— WORK ITEM —
The word "tests" occurs in some of the lines below; copy each of those lines.

— SUPPLIED RECORDS —
PR #955, opened 2020-01-14
fix(wallet): re-implement index transactions

### LINKED ISSUE #956: Re-implement index transactions
Re-implement the index transaction business logic under the following assumptions:

- `createVtt` request does not persist the transactions
- `createVtt` request does not modify the UTXO set
- `createVtt` API method will return a signed transaction
- Sheikah will use `sendTransaction` API method to trigger a broadcast of the attached transaction towards the node.

Therefore, the index transaction logic will be (for now) completely stateless regarding any pending transaction or blocked/used UTXO. UTXOs and balances will be updated once transactions are indexed every new block.

Things to address in future issues:

- When Sheikah confirms a transaction (using `sendTransaction`), the wallet should mark the used UTXOs as `used` (attaching a `timestamp`) and the transaction as `pending`.
- When Sheikah requests the transaction list, the wallet will return also the pending transactions.
- When Sheikah requests the balance (or is notified), the wallet will return also the `available balance` and the `unconfirmed balance` (taking into account the pending UTXOs and transactions).
- Wallet will implement some logic to support the recovery of `blocked` UTXOs in case a pending transaction is never included in the chain.

mariocao:
This PR:

- re-implements the index transactions business logic
- adds key to DBKeyNotFound error

Closes #956

### DIFF
--- a/wallet/src/model.rs
+++ b/wallet/src/model.rs
@@ -69,19 +69,14 @@ where
 #[derive(Debug, Serialize)]
 pub struct Transaction {
     pub hex_hash: String,
-    pub value: u64,
-    pub entry: TransactionEntry,
+    /// Transaction value from the wallet perspective: `value = own_outputs - own_inputs`
+    /// - A positive value means that the wallet received WITs from others.
+    /// - A negative value means that the wallet sent WITs to others.
+    pub value: i64,
     pub kind: TransactionType,
-    pub label: Option<String>,
     pub fee: Option<u64>,
     pub block: Option<BlockInfo>,
     pub timestamp: i64,
-}
-
-#[derive(Debug, Serialize, Deserialize)]
-pub enum TransactionEntry {
-    Debit,
-    Credit,
 }
 
 #[derive(Debug, Serialize, Deserialize)]
--- a/wallet/src/repository/wallet/mod.rs
+++ b/wallet/src/repository/wallet/mod.rs
@@ -1,13 +1,12 @@
 use std::sync::RwLock;
 
 use super::*;
-use crate::types::Hashable as _;
 use crate::{
     account, constants,
     db::{Database, WriteBatch as _},
     model,
     params::Params,
-    types,
+    types::{self, Hashable as _},
 };
 
 mod state;
@@ -15,7 +14,11 @@ mod state;
 mod tests;
 
 use state::State;
-use witnet_data_structures::chain::{Environment, Epoch};
+use std::convert::TryFrom;
+use witnet_data_structures::{
+    chain::{Environment, Epoch},
+    transaction::VTTransactionBody,
+};
 
 pub struct Wallet<T> {
     db: T,
@@ -250,20 +253,16 @@ where
     /// Get a transaction if exists.
     pub fn get_transaction(&self, account: u32, index: u32) -> Result<model::Transaction> {
         let value = self.db.get(&keys::transaction_value(account, index))?;
-        let entry = self.db.get(&keys::transaction_entry(account, index))?;
         let kind = self.db.get(&keys::transaction_type(account, index))?;
         let timestamp = self.db.get(&keys::transaction_timestamp(account, index))?;
         let hash: Vec<u8> = self.db.get(&keys::transaction_hash(account, index))?;
-        let label = self.db.get_opt(&keys::transaction_label(account, index))?;
         let fee = self.db.get_opt(&keys::transaction_fee(account, index))?;
         let block = self.db.get_opt(&keys::transaction_block(account, index))?;
 
         Ok(model::Transaction {
             value,
-            entry,
             kind,
             hex_hash: hex::encode(hash),
-            label,
             fee,
             block,
             timestamp,
@@ -314,38 +313,21 @@ where
         block: &model::BlockInfo,
         txns: &[types::VTTransactionBody],
     ) -> Result<()> {
-        // FIXME: Handle multiple accounts when indexing transactions
-        let account = 0;
         let mut state = self.state.write()?;
 
         for txn in txns {
             let hash = txn.hash().as_ref().to_vec();
-
-            match self.db.get_opt(&keys::transactions_index(&hash))? {
-                Some(txn_id) => {
-                    self.db
-                        .put(&keys::transaction_block(account, txn_id), block)?;
-                }
-                None => {
-                    for input in &txn.inputs {
-                        self._index_transaction_input(&mut state, &hash, &input, block)?;
-                    }
-
-                    for (index, output) in txn.outputs.iter().enumerate() {
-                        let out_ptr = model::OutPtr {
-                            txn_hash: hash.clone(),
-                            output_index: index as u32,
-                        };
-                        self._index_transaction_output(&mut state, &hash, out_ptr, &output, block)?;
-                    }
-                }
+            match self
+                .db
+                .get_opt::<_, u32>(&keys::transactions_index(&hash))?
+            {
+                None => self._index_transaction(&mut state, &hash, txn, block)?,
+                Some(_) => log::warn!(
+                    "The transaction {} already exists in the database",
+                    txn.hash()
+                ),
             }
         }
-
-        // TODO: persist changes to db
-        // self.db.write(batch)?;
-
-        // TODO: persist new values to state
 
         Ok(())
     }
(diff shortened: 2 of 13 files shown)


wallet/src/model.rs
```diff
@@ -69,8 +69,7 @@ where
 #[derive(Debug, Serialize)]
 pub struct Transaction {
     pub hex_hash: String,
-    pub value: u64,
-    pub entry: TransactionEntry,
+    pub value: i64,
```
tmpolaczyk: Why is this now a `i64`? A `Transaction` value cannot be negative

wallet/src/repository/wallet/mod.rs
```diff
@@ -315,38 +316,19 @@ where
         txns: &[types::VTTransactionBody],
     ) -> Result<()> {
         // FIXME: Handle multiple accounts when indexing transactions
```
tmpolaczyk: Is multi-account support still a goal? If not, remove this comment.

wallet/src/repository/wallet/mod.rs
```diff
@@ -315,38 +316,19 @@ where
...
-                            txn_hash: hash.clone(),
-                            output_index: index as u32,
-                        };
-                        self._index_transaction_output(&mut state, &hash, out_ptr, &output, block)?;
-                    }
-                }
+            if self
+                .db
+                .get_opt::<_, u32>(&keys::transactions_index(&hash))?
+                .is_none()
```
tmpolaczyk: Add comments about why are we checking that this value is `None`, and explain what happens when the value is `Some` (it is ignored?)

wallet/src/repository/wallet/mod.rs
```diff
@@ -648,116 +570,96 @@ where
...
-
-            self.db.write(batch)?;
-
-            state.transaction_next_id = txn_next_id;
-            state.balance = new_balance;
-            state.utxo_set.remove(&out_ptr);
+        let mut db_utxo_set: model::UtxoSet = self
+            .db
+            .get(&keys::account_utxo_set(account))
+            .unwrap_or_default();
```
tmpolaczyk: `unwrap_or_default` ignores any errors and creates a new variable. Maybe it would be better to use `get_opt(...)?.unwrap_or_default()`, so errors are handled with `?`.

wallet/src/model.rs
mariocao: We got rid of the type `Entry` which was `Debit` or `Credit`, which now can be derived by Sheikah from its sign.

wallet/src/repository/wallet/mod.rs
```diff
@@ -648,116 +570,96 @@ where
...
+
+        let mut input_amount: u64 = 0;
+        for input in txn.inputs.iter() {
+            let out_ptr: model::OutPtr = input.output_pointer().into();
+
+            if let Some(model::KeyBalance { amount, .. }) = state.utxo_set.get(&out_ptr).cloned() {
```
tmpolaczyk: `map.get()` followed with `map.remove()` can be simplified as just `map.remove()`, because remove returns the value, if any.

```suggestion
            if let Some(model::KeyBalance { amount, .. }) = state.utxo_set.remove(&out_ptr) {
```

wallet/src/repository/wallet/mod.rs
```diff
@@ -648,116 +570,96 @@ where
...
-            batch.put(keys::transaction_next_id(account), txn_next_id)?;
-            batch.put(keys::transactions_index(txn_hash), txn_id)?;
-            batch.put(keys::transaction_hash(account, txn_id), txn_hash)?;
-
-            self.db.write(batch)?;
-
-            state.transaction_next_id = txn_next_id;
-            state.balance = new_balance;
-            state.utxo_set.remove(&out_ptr);
+        let mut db_utxo_set: model::UtxoSet = self
```
tmpolaczyk: What's the difference between `db_utxo_set` and `state.utxo_set`?

wallet/src/repository/wallet/mod.rs
mariocao: It was something from the inherited code. The `unwrap_or_default` is used when the UXTO set was never initialized and an empty one is created.

wallet/src/repository/wallet/mod.rs
mariocao: State is memory, DB is persisted in the database. Please take into account that many things you are commenting are not decisions of @lrubiorod and I.

mariocao: use `wallet --help` :rofl:

wallet/src/repository/wallet/mod.rs
```diff
@@ -648,116 +570,96 @@ where
...
+                    amount: output.value,
+                };
+
+                let out_ptr = model::OutPtr {
+                    txn_hash: Vec::from(txn_hash),
+                    output_index: index as u32,
+                };
+
+                match db_utxo_set.insert(out_ptr.clone(), key_balance.clone()) {
+                    Some(x) if x == key_balance => {}
```
tmpolaczyk: When can this branch happen? When indexing the same transaction twice? Or when some transaction does not change the account balance?

wallet/src/repository/wallet/mod.rs
```diff
@@ -648,116 +570,96 @@ where
...
+        }
 
-            batch.put(&keys::transaction_value(account, txn_id), amount)?;
-            batch.put(
-                keys::transaction_entry(account, txn_id),
-                model::TransactionEntry::Credit,
-            )?;
+        let txn_balance = (output_amount as i128)
+            .checked_sub(input_amount as i128)
+            .ok_or_else(|| Error::TransactionBalanceUnderflow)?;
```
tmpolaczyk: If `output_amount` is a `u64` and `input_amount` is a `u64`, this error can never happen. But you can leave it to prevent future errors.

wallet/src/repository/wallet/mod.rs
```diff
@@ -648,116 +570,96 @@ where
...
+
+        let txn_balance =
+            i64::try_from(txn_balance).map_err(|_| Error::TransactionValueOverflow)?;
```
tmpolaczyk: Shouldn't this be transaction balance?

```suggestion
            i64::try_from(txn_balance).map_err(|_| Error::TransactionBalanceOverflow)?;
```

wallet/src/repository/wallet/mod.rs
```diff
@@ -648,116 +570,96 @@ where
...
+            let new_balance = if txn_balance > 0 {
+                state
+                    .balance
+                    .checked_add(txn_balance.abs() as u64)
+                    .ok_or_else(|| Error::TransactionBalanceOverflow)?
+            } else {
+                state
+                    .balance
+                    .checked_sub(txn_balance.abs() as u64)
+                    .ok_or_else(|| Error::TransactionBalanceUnderflow)?
```
tmpolaczyk: I don't think this is a good error name. Is this the error that appears when trying to create a transaction with more value than the account balance? If so, it needs to be more descriptive. In the node that error is called `NoMoney`, and provides context about the account balance and the transaction value.

If this error should never happen (and only appears when the storage is corrupted or something), then I'm fine with renaming it as:

```suggestion
                    .ok_or_else(|| Error::TransactionBalanceNegative)?
```

wallet/src/model.rs
tmpolaczyk: Then this `value` is the change of the account balance? Add comment :)

wallet/src/repository/wallet/mod.rs
mariocao: If `Some` we will log a warning because the transaction is already in our database. This should never happen. :man_facepalming:

wallet/src/repository/wallet/tests/mod.rs
```diff
@@ -793,7 +752,7 @@ fn test_index_transaction_vtt_created_by_wallet() {
 
     let a_block = factories::BlockInfo::default().create();
     let our_address = wallet.gen_external_address(None).unwrap();
-    let their_address = wallet.gen_external_address(None).unwrap();
+    let their_pkh = PublicKeyHash::from_str("wit1mx47n6zp4y574a3xvjt90kefc7lggvgw0v39mf").unwrap();
```
tmpolaczyk: Why is this?

mariocao: I changed it to `factories::pkh()`. The problem before was that the generated `pkh` is derived from the same wallet, so that the `index_transactions` was not working as the test was intended.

— SOLUTION —
 mod tests;
wallet/src/repository/wallet/tests/mod.rs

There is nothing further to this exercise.